> _ABOUT THIS TASK_:
In exact form, please repeat the records from their opening line down to the line with "request from all available publishers.", including that line.

[Stored records]
Issue #1037, opened 2025-06-02
SHOULD vs MUST for multi-publisher relay handling


afrind:
@suhasHere Raised some comments on #995 regarding normative statements for relays handling multiple publishers of the same namespace.  

The current text is:

> When a relay receives an incoming SUBSCRIBE request that triggers an upstream subscription, it SHOULD send a SUBSCRIBE request to each publisher that has announced the subscription's namespace, unless it already has an active subscription for the Objects requested by the incoming SUBSCRIBE request from all available publishers.

> When a relay receives an incoming ANNOUNCE for a given namespace, for each active upstream subscription that matches that namespace, it SHOULD send a SUBSCRIBE to the publisher that sent the ANNOUNCE.

Is SHOULD sufficient in these cases (and the PUBLISH equivalents), or is MUST required?

fluffy:
What are the cases that it would not send them ? The stuff we agreed on before needs this to work.

afrind:
> What are the cases that it would not send them ? The stuff we agreed on before needs this to work.

@fluffy you wrote this text in #525.  What did you have in mind?

suhasHere:
thanks @afrind  . My main reason to notice this ( but seems like I did miss old text somehow) was with SHOULD, we can't have make before break like flows work consistently across relay implementations.

I felt it would be logical to get it addressed when we are adding few new rules to the relay section in PUBLISH PR

@fluffy i know you had #525 , but would you be ok with the suggestion to move to MUST ?

fluffy:
I think in that 525 pr it was should unless there is already an active subscribe to one of them. Either way, I'm of the Justin Uberti view of if you are checking in a PR in a room that is mess, we need to clean up the room. I think we do need to have clearly defined behavior here and my view is many implementers ignore should so I try to avoid them and give clear guidance. It's clear that if some relays do this and some do not, things are not going to work.

suhasHere:
@martinduke  @gloinul  wondering if we can spends few mins on this issue ai IETF 123. This will help interoperability

ianswett:
Today at the MoQ session I suggested adding an indication on PUBLISH/SUBSCRIBE_OK and/or ANNOUNCE as to whether the person is authoritative for the entire Track or not.  If it's authoritative for all the data in the Track, then it's only necessary to subscribe to one to get all the Objects.

afrind:
Discussed in Madrid:

We've talked about a few multi-publisher use cases:

1. Make-before-break
[...]

Issue #845, opened 2025-03-24
Can relays guarantee Object deduplication?


vasilvv:
Draft says:

> The relay will drop duplicate objects received on both subscriptions.

We do say that relays are allowed to drop objects if they already have one in cache, but it is certainly not guaranteed that a relay will deduplicate objects, since the memory it uses to remember past objects is limited.

We should have text explicitly stating that if a publisher sends duplicate objects to the relay, there is non-determinism about how many exactly will be forwarded past the first one.

fluffy:
Would something like this text work for you?

"Given a relays will not keep state about all the objects they have received in the past, there is guarantee that a relay will not forward and object it has previously forwarded."

PR #1115, opened 2025-07-27
MUST for multi-publisher relay handling

afrind:
Fixes: #1037
Fixes: #845

Created a section on Multiple Publishers in the Relay section, moving some text there and adding some motivating use cases.  I included the spicy "distributed publisher" case at least for now (informative, not normative).

Updated the relevant SHOULDs to MUSTs.

Clarified that object deduplication is subject to implementation limits.

Some drive by capitalization of Track, Group, Object and Relay.  I've been slowly chipping away to avoid a giant PR.

### DIFF
--- a/draft-ietf-moq-transport.md
+++ b/draft-ietf-moq-transport.md
@@ -1239,12 +1239,13 @@ When a relay receives an incoming PUBLISH message, it MUST send a PUBLISH
 request to each subscriber that has subscribed (via SUBSCRIBE_NAMESPACE)
 to the Track's namespace or prefix thereof.
 
-When a relay receives an incoming PUBLISH_NAMESPACE for a namespace that matches
-one or more existing subscriptions to other upstream sessions, it MUST send a
-SUBSCRIBE to the publisher that sent the PUBLISH_NAMESPACE for each matching
-subscription.  When it receives an incoming PUBLISH message for a Track that has
-active subscribers, it MUST respond with PUBLISH_OK, and SHOULD use Forward
-State=1.
+When a relay receives an authorized PUBLISH_NAMESPACE for a namespace that
+matches one or more existing subscriptions to other upstream sessions, it MUST
+send a SUBSCRIBE to the publisher that sent the PUBLISH_NAMESPACE for each
+matching subscription.  When it receives an authorized PUBLISH message for a
+Track that has active subscribers, it MUST respond with PUBLISH_OK.  If at least
+one downstream subscriber for the Track has Forward State=1, the Relay MUST use
+Forward State=1 in the reply.
 
 Relays use the Track Alias ({{track-alias}}) of an incoming Object to identify
 its Track and find the active subscribers. Relays MUST forward Objects to
--- a/draft-ietf-moq-transport.md
+++ b/draft-ietf-moq-transport.md
@@ -1136,20 +1136,19 @@ A Relay can receive PUBLISH_NAMESPACE for the same Track Namespace or PUBLISH
 messages for the same Track from multiple publishers and is expected to treat
 them uniformly.
 
-The is required in order to support the following use cases:
+This behavior is necessary to support the following scenarios:
 
 1. A publisher loses state and reconnects to the same Relay, but the Relay
    has not yet detected the old session has terminated.
-2. A publisher is attempting to gracefully migrate to a new session.
+2. A publisher is performing a graceful migration to a new session.
 3. A system that facilitates failover with multiple redundant publishers that
    produce identical Track content.
 4. A distributed set of endpoints, each publishing different content in the same
    Track.
 
-Relays MUST be able to process Objects for the same Track from multiple
-publishers and forward Objects to active matching subscriptions.  The Relay
-SHOULD attempt to deduplicate Objects when forwarding downstream, subject to
-implementation limits.
+Relays MUST handle Objects for the same Track from multiple publishers and
+forward them to active matching subscriptions. The Relay SHOULD attempt to
+deduplicate Objects before forwarding, subject to implementation constraints.
 
 ## Subscriber Interactions
 
--- a/draft-ietf-moq-transport.md
+++ b/draft-ietf-moq-transport.md
@@ -1133,7 +1133,7 @@ A cache MUST store all properties of an Object defined in
 ## Multiple Publishers
 
 A Relay can receive PUBLISH_NAMESPACE for the same Track Namespace or PUBLISH
-messages for the same Track from multiple publishers.  This following sections
+messages for the same Track from multiple publishers.  The following sections
 explain how Relays maintain subscriptions to all available publishers for a
 given Track.
 
@@ -1236,7 +1236,7 @@ State=0, the Relay MUST send SUBSCRIBE_UPDATE with Forward=1 to all publishers.
 If there are no active upstream subscriptions for the requested Track, the Relay
 MUST send a SUBSCRIBE request to each publisher that has published the
 subscription's namespace or prefix thereof.  If the SUBSCRIBE has Forward
-State=1, then the Relay MUST use Foward=1 when subscribing upstream.
+=1, then the Relay MUST use Forward=1 when subscribing upstream.
 
 When a relay receives an incoming PUBLISH message, it MUST send a PUBLISH
 request to each subscriber that has subscribed (via SUBSCRIBE_NAMESPACE)
--- a/draft-ietf-moq-transport.md
+++ b/draft-ietf-moq-transport.md
@@ -1137,16 +1137,12 @@ messages for the same Track from multiple publishers.  The following sections
 explain how Relays maintain subscriptions to all available publishers for a
 given Track.
 
-There are multiple scenarios where more than one publisher of the same Track
-connects to the same Relay, including, but not limited to:
-
-1. A publisher loses state and reconnects to the same Relay, but the Relay
-   has not yet detected the old session has terminated.
-2. A publisher is performing a graceful migration to a new session.
-3. A system that facilitates failover with multiple redundant publishers that
-   produce identical Track content.
-4. A distributed set of endpoints, each publishing different Objects in the same
-   Track.
+There is no specified limit to the number of publishers of a Track Namespace or
+Track.  An implementation can use mechanisms such as PUBLISH_ERROR,
+PUBLISH_NAMESPACE_ERROR, UNSUBSCRIBE, PUBLISH_NAMESPACE_CANCEL or GOAWAY if it
+cannot accept an additional publisher due to implementation constraints.
+Implementations can consider the establishment or idle time of the session or
+subscription to determine which publisher to reject or disconnect.
 
 Relays MUST handle Objects for the same Track from multiple publishers and
 forward them to active matching subscriptions. The Relay SHOULD attempt to
--- a/draft-ietf-moq-transport.md
+++ b/draft-ietf-moq-transport.md
@@ -1146,6 +1146,11 @@ The is required in order to support the following use cases:
 4. A distributed set of endpoints, each publishing different content in the same
    Track.
 
+Relays MUST be able to process Objects for the same Track from multiple
+publishers and forward Objects to active matching subscriptions.  The Relay
+SHOULD attempt to deduplicate Objects when forwarding downstream, subject to
+implementation limits.
+
 ## Subscriber Interactions
 
 Subscribers subscribe to tracks by sending a SUBSCRIBE
@@ -1165,11 +1170,6 @@ For successful subscriptions, the publisher maintains a list of
 subscribers for each Track. Each new Object belonging to the
 Track within the subscription range is forwarded to each active
 subscriber, dependent on the congestion response.
-
-Relays MUST be able to process Objects for the same Track from multiple
-publishers and forward Objects to active matching subscriptions.  The Relay
-SHOULD attempt to deduplicate Objects when forwarding downstream, subject to
-implementation limits.
 
 A relay MUST NOT reorder or drop objects received on a multi-object stream when
 forwarding to subscribers, unless it has application specific information.
--- a/draft-ietf-moq-transport.md
+++ b/draft-ietf-moq-transport.md
@@ -1172,8 +1172,8 @@ given Track.
 
 There is no specified limit to the number of publishers of a Track Namespace or
 Track.  An implementation can use mechanisms such as PUBLISH_ERROR,
-PUBLISH_NAMESPACE_ERROR, UNSUBSCRIBE, PUBLISH_NAMESPACE_CANCEL or GOAWAY if it
-cannot accept an additional publisher due to implementation constraints.
+PUBLISH_NAMESPACE_ERROR, UNSUBSCRIBE or PUBLISH_NAMESPACE_CANCEL if it cannot
+accept an additional publisher due to implementation constraints.
 Implementations can consider the establishment or idle time of the session or
 subscription to determine which publisher to reject or disconnect.
 
--- a/draft-ietf-moq-transport.md
+++ b/draft-ietf-moq-transport.md
@@ -1227,13 +1227,14 @@ PUBLISH_NAMESPACE namespace=(foobar).  Relays MUST forward SUBSCRIBE messages to
 all publishers and PUBLISH_NAMESPACE and PUBLISH messages to all subscribers
 that have a namespace prefix match.
 
-When a relay receives an incoming SUBSCRIBE that triggers an upstream
-subscription, it MUST send a SUBSCRIBE request to each publisher that has
-published the subscription's namespace or prefix thereof, unless it already has
-an active subscription for the Track requested by the incoming SUBSCRIBE request
-from all available publishers.  If it already has a matching upstream
-subscription in Forward State=0, it SHOULD send a SUBSCRIBE_UDPATE with
-Forward=1 to all publishers.
+When a Relay receives an authorized SUBSCRIBE for a Track with one or more
+active upstream subscriptions, it MUST reply with SUBSCRIBE_OK.  If the
+SUBSCRIBE has Forward State=1 and the upstream subscriptions are in Forward
+State=0, the Relay MUST send SUBSCRIBE_UPDATE with Forward=1 to all publishers.
+If there are no active upstream subscriptions for the requested Track, the Relay
+MUST send a SUBSCRIBE request to each publisher that has published the
+subscription's namespace or prefix thereof.  If the SUBSCRIBE has Forward
+State=1, then the Relay MUST use Foward=1 when subscribing upstream.
 
 When a relay receives an incoming PUBLISH message, it MUST send a PUBLISH
 request to each subscriber that has subscribed (via SUBSCRIBE_NAMESPACE)
--- a/draft-ietf-moq-transport.md
+++ b/draft-ietf-moq-transport.md
@@ -1133,8 +1133,8 @@ A cache MUST store all properties of an Object defined in
 ## Multiple Publishers
 
 A Relay can receive PUBLISH_NAMESPACE for the same Track Namespace or PUBLISH
-messages for the same Track from multiple publishers and is expected to treat
-them uniformly.
+messages for the same Track from multiple publishers and MUST handle them
+uniformly.
 
 This behavior is necessary to support the following scenarios:
 
@@ -1143,7 +1143,7 @@ This behavior is necessary to support the following scenarios:
 2. A publisher is performing a graceful migration to a new session.
 3. A system that facilitates failover with multiple redundant publishers that
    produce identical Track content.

> _OUTPUT BELOW_:
Issue #1037, opened 2025-06-02
SHOULD vs MUST for multi-publisher relay handling


afrind:
@suhasHere Raised some comments on #995 regarding normative statements for relays handling multiple publishers of the same namespace.  

The current text is:

> When a relay receives an incoming SUBSCRIBE request that triggers an upstream subscription, it SHOULD send a SUBSCRIBE request to each publisher that has announced the subscription's namespace, unless it already has an active subscription for the Objects requested by the incoming SUBSCRIBE request from all available publishers.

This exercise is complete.